Schmidt-Troschke: Wir möchten den Patientinnen und Patienten dringend zu mehr Selbstbewusstsein bei einer Impfentscheidung raten! Da wir auf die Patienten als Ärzte-Organisation natürlich nur indirekt einwirken können, möchten wir zunächst Ärzte und Experten dazu aufrufen, die vorhandenen Empfehlungen kritisch zu hinterfragen und sich stärker als bisher um möglichst neutrale Informationen zum Impfen zu bemühen. Dadurch können Ärztinnen und Ärzte nämlich auch selber im Umgang mit diesem manchmal etwas sperrigen Thema sicherer werden. Eine differenzierte Impfberatung ist etwas völlig Legitimes und gehört zu einer wirklich patientenorientierten Betreuung!
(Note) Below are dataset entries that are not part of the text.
PR #163, opened 2021-11-25
Fix shape val

constantinpape:
Fixes the input/output shape validation which did not work at all; we just did not notice because the tests for `test_model` where also broken...
In addition this also fixes the return codes from all CLI functions, which always returned 0 before.

### DIFF
--- a/bioimageio/core/__main__.py
+++ b/bioimageio/core/__main__.py
@@ -1,6 +1,7 @@
 import enum
 import json
 import os
+import sys
 from glob import glob
 
 from pathlib import Path
@@ -53,9 +54,10 @@ def package(
     # typer bug: typer returns empty tuple instead of None if weights_order_priority is not given
     weights_priority_order = weights_priority_order or None
 
-    return commands.package(
+    ret_code = commands.package(
         rdf_source=rdf_source, path=path, weights_priority_order=weights_priority_order, verbose=verbose
     )
+    sys.exit(ret_code)
 
 
 package.__doc__ = commands.package.__doc__
@@ -89,11 +91,12 @@ def test_model(
     )
     if summary["error"] is None:
         print(f"Model test for {model_rdf} has passed.")
-        return 0
+        ret_code = 0
     else:
         print(f"Model test for {model_rdf} has FAILED!")
         print(summary)
-        return 1
+        ret_code = 1
+    sys.exit(ret_code)
 
 
 test_model.__doc__ = resource_tests.test_model.__doc__
@@ -116,11 +119,12 @@ def test_resource(
     )
     if summary["error"] is None:
         print(f"Resource test for {rdf} has passed.")
-        return 0
+        ret_code = 0
     else:
         print(f"Resource test for {rdf} has FAILED!")
         print(summary)
-        return 1
+        ret_code = 1
+    sys.exit(ret_code)
 
 
 test_resource.__doc__ = resource_tests.test_resource.__doc__
@@ -159,7 +163,6 @@ def predict_image(
     prediction.predict_image(
         model_rdf, inputs, outputs, padding, tiling, None if weight_format is None else weight_format.value, devices
     )
-    return 0
 
 
 predict_image.__doc__ = prediction.predict_image.__doc__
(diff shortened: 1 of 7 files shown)


constantinpape:
Switching to the correct return codes has unearthed another bug: `test_cli_package[unet2d_nuclei_broad_model]` fails with

```
Traceback (most recent call last):                                                                                                                                                                                                                     
  File "/home/pape/Work/bioimageio/spec-bioimage-io/bioimageio/spec/shared/fields.py", line 425, in _deserialize                                                                                                                                       
    return raw_nodes.URI(uri_string=value)                                                                                                                                                                                                             
  File "<string>", line 9, in __init__                                                                                                                                                                                                                 
  File "/home/pape/Work/bioimageio/spec-bioimage-io/bioimageio/spec/shared/raw_nodes.py", line 109, in __post_init__                                                                                                                                   
    raise ValueError("Invalid URI or relative path. (use URI with scheme 'file' for absolute file paths)")                                                                                                                                             
ValueError: Invalid URI or relative path. (use URI with scheme 'file' for absolute file paths)                                                                                                                                                         
                                                                                                                                                                                                                                                       
The above exception was the direct cause of the following exception:                                                                                                                                                                                   
                                                                                                                                                                                                                                                       
Traceback (most recent call last):                                                                                                                                                                                                                     
  File "/home/pape/Work/bioimageio/python-bioimage-io/bioimageio/core/commands.py", line 36, in package                                                                                                                                                
    rdf_local_source = resolve_uri(rdf_source)                                                                                                                                                                                                         
  File "/home/pape/Work/software/conda/miniconda3/envs/bio-core-dev/lib/python3.7/functools.py", line 840, in wrapper                                                                                                                                  
    return dispatch(args[0].__class__)(*args, **kw)                                                                                                                                                                                                    
  File "/home/pape/Work/bioimageio/python-bioimage-io/bioimageio/core/resource_io/utils.py", line 161, in _resolve_uri_str                                                                                                                             
    return resolve_uri(fields.URI().deserialize(uri), root_path)                                                                                                                                                                                       
  File "/home/pape/Work/software/conda/miniconda3/envs/bio-core-dev/lib/python3.7/site-packages/marshmallow/fields.py", line 364, in deserialize                                                                                                       
    output = self._deserialize(value, attr, data, **kwargs)                                                                                                                                                                                            
  File "/home/pape/Work/bioimageio/spec-bioimage-io/bioimageio/spec/shared/fields.py", line 427, in _deserialize                                                                                                                                       
    raise ValidationError(value) from e                                                                                                                                                                                                                
marshmallow.exceptions.ValidationError: /tmp/bioimageio_cache/packages/UNet_2D_Nuclei_Broad_0_1_3p37.zip                                                                                                                                               
                                                                                                                                                                                                                                                       
During handling of the above exception, another exception occurred:          
```

This looks like an old problem that I hoped was fixed ....
@FynnBe I have no idea about this part, so I would suggest we merge this despite the test error (given that the CLI tests were just wrong beforehand) so that you can work on fixing this in a different PR (I am also not sure if this needs to be fixed here or in spec).

FynnBe:
This error stems from our mixed use of the URI classes (node and field) as paths and specifically that we allow relative paths, but no absolute ones. That we ended up with that has historic reasons only (e.g. we tried to avoid the `marshmallow_union` package)
To really clean this up we need to be strict about the use of URIs (a uri needs a scheme, thus any path is not a valid URI!) and use Union[URI, Path] where appropriate and enforce that paths are relative where they should be. (currently the URI just always raises on absolute paths which leads to these problems)

constantinpape:
Is this fixd by https://github.com/bioimage-io/spec-bioimage-io/pull/287 or do we need to change something else here?

constantinpape:
> Is this fixd by [bioimage-io/spec-bioimage-io#287](https://github.com/bioimage-io/spec-bioimage-io/pull/287) or do we need to change something else here?

No, looks like it still fails.

FynnBe:
> Is this fixd by [bioimage-io/spec-bioimage-io#287](https://github.com/bioimage-io/spec-bioimage-io/pull/287) or do we need to change something else here?

no, but hopefully by this WIP https://github.com/bioimage-io/spec-bioimage-io/pull/288 and its future equivalent here for bioimageio.core

PR #176, opened 2021-12-01
More tf features

### LINKED ISSUE #175: Better handling of tf version
We are not really making use of the tf version right now and should:
- raise a warning if the tf version is different than the one given by the model
- in `build_spec` require `tf_version` to be passed as argument instead of setting it to `1.15` as default value.
- do the same for opset_version for onnx

constantinpape:
Fixes #175

### DIFF
--- a/.github/workflows/build.yml
+++ b/.github/workflows/build.yml
@@ -80,6 +80,7 @@ jobs:
       uses: conda-incubator/setup-miniconda@v2
       with:
         auto-update-conda: true
+        mamba-version: "*"
         channel-priority: strict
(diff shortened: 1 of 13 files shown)


constantinpape:
Also adds a weight converter for keras->tf weights.
Does not check the onnx version in prediction, I will create a separate issue on this.

constantinpape:
I had to change to mamba for the tf env, conda couldn't resolve it. I left it as conda for the other envs for now.

constantinpape:
all relevant tests pass, so I am gonna merge it.

PR #179, opened 2021-12-01
Add cover generation and default license to build_model, make input/o…

constantinpape:
…utput_axes mandatory


constantinpape:
Also moves `add_weigths` to its own file and adds tests for it.

PR #184, opened 2021-12-02
Check that samples are packaged in build_spec tests

constantinpape:
`sample_inputs` and `sample_outputs` are not automatically pacakged when included in the spec.
This should be fixed @FynnBe. (I added a test to `build_spec` this fails due to this issue; this causes the issue that Carlos just mentioned in the meeting.)


FynnBe:
needs https://github.com/bioimage-io/spec-bioimage-io/pull/319

constantinpape:
Tests on main all pass, so I am merging it.

PR #185, opened 2021-12-02
Test for issue with attachments

constantinpape:
@FynnBe there is still some issue with attachments: they are always empty in the serialized model and consequently the content of `attachments:files` is not copied. See also the comments in `build_model`.
This would be important to fix as the deepiamgej exporter relies on this to copy the pre/postprocessing macros!

(There is a test now that checks for this and currenttly fails.)


FynnBe:
main tests pass...

PR #193, opened 2021-12-13
Update prediction with tiling

constantinpape:
- [x] Add top-level imports for convenience
- [x] Add verbosity to prediction with tiling
- [ ] Enable prediction with tiling out of core


constantinpape:
> * Enable prediction with tiling out of core

This one is a bit more complex, and it's probably better to implement it in a separate function using dask. I will leave this for a later.

PR #184, opened 2024-01-30
feat!: no recursion and Rc for causes

Eh2406:
The existing code for generating a derivation tree had two performance pathologies.

Because derivations have reused subtrees (i.e. shared IDs) they are really more like DAGs then proper trees. Nonetheless the current API ignores the sharing and built a separate (`Box`) for each of these repeated sections of the output. By using shared ownership (`Rc`) for the shared IDs we can reduce the generation time and memory use for these complicated cases.

Because we generated derivation trees recursively, the stack memory usage was `O(tree_depth)`. When dealing with complicated test cases that use larger `V`s, it is quite possible to overflow the stack. There are probably ways to reduce the constant factors to make this problem even harder to come across, and I will need to investigate them if this PR is not accepted. But this PR solved the problem by simply removing the recursion.

This is a breaking change because the switch from `Box` to `Rc` is visible in our public API.

This is split up into several commits, each of one of which should be reviewable on its own.

### DIFF
--- a/src/internal/core.rs
+++ b/src/internal/core.rs
@@ -4,7 +4,7 @@
 //! to write a functional PubGrub algorithm.
 
 use std::error::Error;
-use std::rc::Rc;
+use std::sync::Arc;
 
 use crate::error::PubGrubError;
 use crate::internal::arena::Arena;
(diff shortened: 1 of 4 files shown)


zanieb (approved):
This makes sense to me, although I would defer to @burntsushi if you need a more discerning eye.

BurntSushi (commented):
Nice! I don't have a ton of context on this library's internals and how everything works, but one question that comes to mind is: could you use `Arc` instead of `Rc` here? `Rc` will make the derivation tree non-`Send` which can be a pretty annoying constraint.

zanieb:
`Send` may actually may be important to use since we work in an async context

Eh2406:
Moved from Rc -> Arc. I doubt the perf will ever matter, and it helps you.

PR #186, opened 2024-03-11
Add `Range::as_singleton`

konstin:
We use this method for better error messages:

https://github.com/astral-sh/uv/blob/8d721830db8ad75b8b7ef38edc0e346696c52e3d/crates/uv-resolver/src/pubgrub/report.rs#L92-L96

https://github.com/astral-sh/uv/blob/8d721830db8ad75b8b7ef38edc0e346696c52e3d/crates/uv-resolver/src/pubgrub/report.rs#L509-L520

### DIFF
--- a/src/range.rs
+++ b/src/range.rs
@@ -186,6 +186,21 @@ impl<V: Clone> Range<V> {
 }
 
 impl<V: Ord> Range<V> {
+    /// If the range includes a single version, return it.
+    /// Otherwise, returns [None].
+    pub fn as_singleton(&self) -> Option<&V> {
+        match self.segments.as_slice() {
+            [(Included(v1), Included(v2))] => {
+                if v1 == v2 {
+                    Some(v1)
+                } else {
+                    None
+                }
+            }
+            _ => None,
+        }
+    }
+
     /// Convert to something that can be used with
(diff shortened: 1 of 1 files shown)


src/range.rs
```diff
@@ -186,6 +186,21 @@ impl<V: Clone> Range<V> {
...
+    /// Otherwise, returns [None].
+    pub fn as_singleton(&self) -> Option<&V> {
+        match self.segments.as_slice() {
+            [(Included(v1), Included(v2))] => {
+                if v1 == v2 {
+                    Some(v1)
+                } else {
+                    None
+                }
+            }^
```
Eh2406: You have a added `^` here.

Eh2406 (approved):
I have wanted this from time to time! Seems like a sensible thing to merge.

The commit name will need to match conventional commits (or there will need to be more than one commit and the PR name matches conventional commits) for CI to merge. When that's taking care of +1.

src/range.rs
konstin: oops thx

konstin:
> The commit name will need to match conventional commits (or there will need to be more than one commit and the PR name matches conventional commits) for CI to merge. When that's taking care of +1.

I'll fixup the PRs

PR #187, opened 2024-03-11
Add a `Range::iter()` method

konstin:
Otherwise, it's not possible to implement custom formatting of `Range` types. This seems generally useful to expose.

Example usages:

https://github.com/astral-sh/uv/blob/8d721830db8ad75b8b7ef38edc0e346696c52e3d/crates/uv-resolver/src/pubgrub/report.rs#L97-L112

https://github.com/astral-sh/uv/blob/8d721830db8ad75b8b7ef38edc0e346696c52e3d/crates/uv-resolver/src/pubgrub/report.rs#L549-L560

https://github.com/astral-sh/uv/blob/8d721830db8ad75b8b7ef38edc0e346696c52e3d/crates/uv-resolver/src/pubgrub/report.rs#L568-L605

Upstream port of https://github.com/astral-sh/pubgrub/pull/18

### DIFF
--- a/src/range.rs
+++ b/src/range.rs
@@ -493,6 +493,11 @@ impl<V: Ord + Clone> Range<V> {
         }
         Self { segments }.check_invariants()
     }
+
+    /// Iterate over the parts of the range.
+    pub fn iter(&self) -> impl Iterator<Item = (&Bound<V>, &Bound<V>)> {
+        self.segments.iter().map(|(start, end)| (start, end))
+    }
 }
 
 impl<T: Debug + Display + Clone + Eq + Ord> VersionSet for Range<T> {


src/range.rs
```diff
@@ -493,6 +493,11 @@ impl<V: Ord + Clone> Range<V> {
         }
         Self { segments }.check_invariants()
     }
+
+    /// Iterate over the parts of the range.
+    pub fn iter(&self) -> impl Iterator<Item = &(Bound<V>, Bound<V>)> {
```
Eh2406: Can this be `Item = (&Bound<V>, &Bound<V>)`, so that our API does not require us to store this in a tuple?

Eh2406 (approved):
One nit otherwise I agree that this looks useful. It a little bit locks us into this representation, but the Range Trait can always add another implementation if we find a better one.

src/range.rs
konstin: I've checked with uv, we can :+1:

PR #189, opened 2024-03-11
Add `Range::is_empty()`

konstin:
We use `Range::is_empty()` for special casing the empty version range in error messages. This mirrors std, which has `is_empty` methods on all of its collections: https://doc.rust-lang.org/nightly/std/?search=is_empty

Example usages:

https://github.com/astral-sh/uv/blob/8d721830db8ad75b8b7ef38edc0e346696c52e3d/crates/uv-resolver/src/pubgrub/report.rs#L553

https://github.com/astral-sh/uv/blob/8d721830db8ad75b8b7ef38edc0e346696c52e3d/crates/uv-resolver/src/pubgrub/report.rs#L565

### DIFF
--- a/src/range.rs
+++ b/src/range.rs
@@ -119,6 +119,11 @@ impl<V> Range<V> {
             segments: SmallVec::one((Included(v1.into()), Excluded(v2.into()))),
         }
     }
+
+    /// Whether the set is empty, i.e. it has not ranges
+    pub fn is_empty(&self) -> bool {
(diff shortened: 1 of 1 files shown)


Eh2406:
For consistency with STD +1. The real question here is should RangeSet treat also have a `is_empty` or should it continue to use `== VS::Empty()`

Eh2406 (approved):
Looks good. We can always add it to the Trate later if we decide to do so.

PR #190, opened 2024-03-12
feat!: associated types instead of generics for P and VS

Eh2406:
Dependency provider was inconsistent about its types, P and VS were generics but Err and Priority were associated types. If/as we had more configuration the benefits of associated types become even more valuable. This PR goes to the breaking change of making everything consistently associated types.

This was in preparation for adding user controlled metadata for `UnavailableDependencies`. But this was sufficiently complicated to deserve its own PR before we get into the additional complications of that extension.

### DIFF
--- a/src/internal/core.rs
+++ b/src/internal/core.rs
@@ -3,55 +3,57 @@
 //! Core model and functions
 //! to write a functional PubGrub algorithm.
 
-use std::error::Error;
+use std::collections::HashSet as Set;
 use std::sync::Arc;
 
 use crate::error::PubGrubError;
 use crate::internal::arena::Arena;
-use crate::internal::incompatibility::{IncompId, Incompatibility, Relation};
+use crate::internal::incompatibility::{Incompatibility, Relation};
 use crate::internal::partial_solution::SatisfierSearch::{
     DifferentDecisionLevels, SameDecisionLevels,
 };
 use crate::internal::partial_solution::{DecisionLevel, PartialSolution};
 use crate::internal::small_vec::SmallVec;
-use crate::package::Package;
 use crate::report::DerivationTree;
-use crate::type_aliases::{DependencyConstraints, Map, Set};
+use crate::solver::DependencyProvider;
+use crate::type_aliases::{DependencyConstraints, IncompDpId, Map, V};
 use crate::version_set::VersionSet;
 
 /// Current state of the PubGrub algorithm.
 #[derive(Clone)]
-pub struct State<P: Package, VS: VersionSet, Priority: Ord + Clone> {
-    root_package: P,
-    root_version: VS::V,
+pub struct State<DP: DependencyProvider> {
+    root_package: DP::P,
+    root_version: V<DP>,
 
-    incompatibilities: Map<P, Vec<IncompId<P, VS>>>,
+    #[allow(clippy::type_complexity)]
+    incompatibilities: Map<DP::P, Vec<IncompDpId<DP>>>,
 
     /// Store the ids of incompatibilities that are already contradicted.
     /// For each one keep track of the decision level when it was found to be contradicted.
     /// These will stay contradicted until we have backtracked beyond its associated decision level.
-    contradicted_incompatibilities: Map<IncompId<P, VS>, DecisionLevel>,
+    contradicted_incompatibilities: Map<IncompDpId<DP>, DecisionLevel>,
 
     /// All incompatibilities expressing dependencies,
     /// with common dependents merged.
-    merged_dependencies: Map<(P, P), SmallVec<IncompId<P, VS>>>,
+    #[allow(clippy::type_complexity)]
+    merged_dependencies: Map<(DP::P, DP::P), SmallVec<IncompDpId<DP>>>,
 
     /// Partial solution.
     /// TODO: remove pub.
-    pub partial_solution: PartialSolution<P, VS, Priority>,
+    pub partial_solution: PartialSolution<DP>,
 
     /// The store is the reference storage for all incompatibilities.
-    pub incompatibility_store: Arena<Incompatibility<P, VS>>,
+    pub incompatibility_store: Arena<Incompatibility<DP::P, DP::VS>>,
 
     /// This is a stack of work to be done in `unit_propagation`.
     /// It can definitely be a local variable to that method, but
     /// this way we can reuse the same allocation for better performance.
-    unit_propagation_buffer: SmallVec<P>,
+    unit_propagation_buffer: SmallVec<DP::P>,
 }
 
-impl<P: Package, VS: VersionSet, Priority: Ord + Clone> State<P, VS, Priority> {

Impfungen sollen Krankheiten verhüten. Werden wir dadurch gesünder?

Schmidt-Troschke: Um eines ganz klar zu stellen: Impfungen können ergänzend sinnvoll sein, um bestimmten lebensbedrohlichen Krankheiten vorzubeugen. Allerdings sind die wirksamsten Präventionsmaßnahmen gegen ansteckende und lebensbedrohliche Krankheiten weltweit menschenwürdige Lebensverhältnisse, Gesundheitserziehung und der Zugang zu Bildung, zu gesunden Nahrungsmitteln und sauberem Trinkwasser. Im Unterschied zu diesen aktiven Ansätzen der Gesundheitsförderung handelt es sich bei „Schutz“-Impfungen um Defensiv-Maßnahmen. Schutzimpfungen müssen sich dem Vergleich mit anderen Formen der Krankheitsvorsorge und -verhütung stellen, denen angesichts begrenzter Ressourcen in nationalen Gesundheitssystemen durch teure Impfprogramme Mittel entzogen werden.

Wie geht es weiter? Was ist jetzt zu tun?

Schmidt-Troschke: Als Ergebnis der Konferenz haben wir die wichtigsten Botschaften und Forderungen in unserem „Wuppertaler Manifest“ zusammengefasst, das wir in ärztlichen und gesundheitspolitischen Kreisen möglichst breit streuen möchten. Zur weiteren Planung: Die Idee zu unserer Konferenz ist ja als Reaktion auf die Erste Nationale Impfkonferenz im Frühjahr 2009, die deutlich pro Impfen ausgerichtet war, entstanden. Mit unserer Konferenz für Differenziertes Impfen wollten und wollen wir den impfkritischen Stimmen, die auf der Nationalen Impfkonferenz kaum zu Wort gekommen sind, eine Plattform geben, um den Dialog zwischen Impfbefürwortern und Impfkritikern zu stärken. 2011 wird es wieder eine Nationale Impfkonferenz geben – allerdings sind wir mit unserer kritischen Perspektive im kommenden Jahr nicht eingeladen. Ich befürchte fast, dass man dort zwar über uns, aber nicht mit uns reden wird. Das möchten wir mit unserer Konferenz anders machen, so dass wir es uns sehr gut vorstellen können, alle zwei Jahre eine entsprechende Konferenz zu veranstalten.

Herr Dr. Schmidt-Troschke, vielen Dank für dieses Gespräch!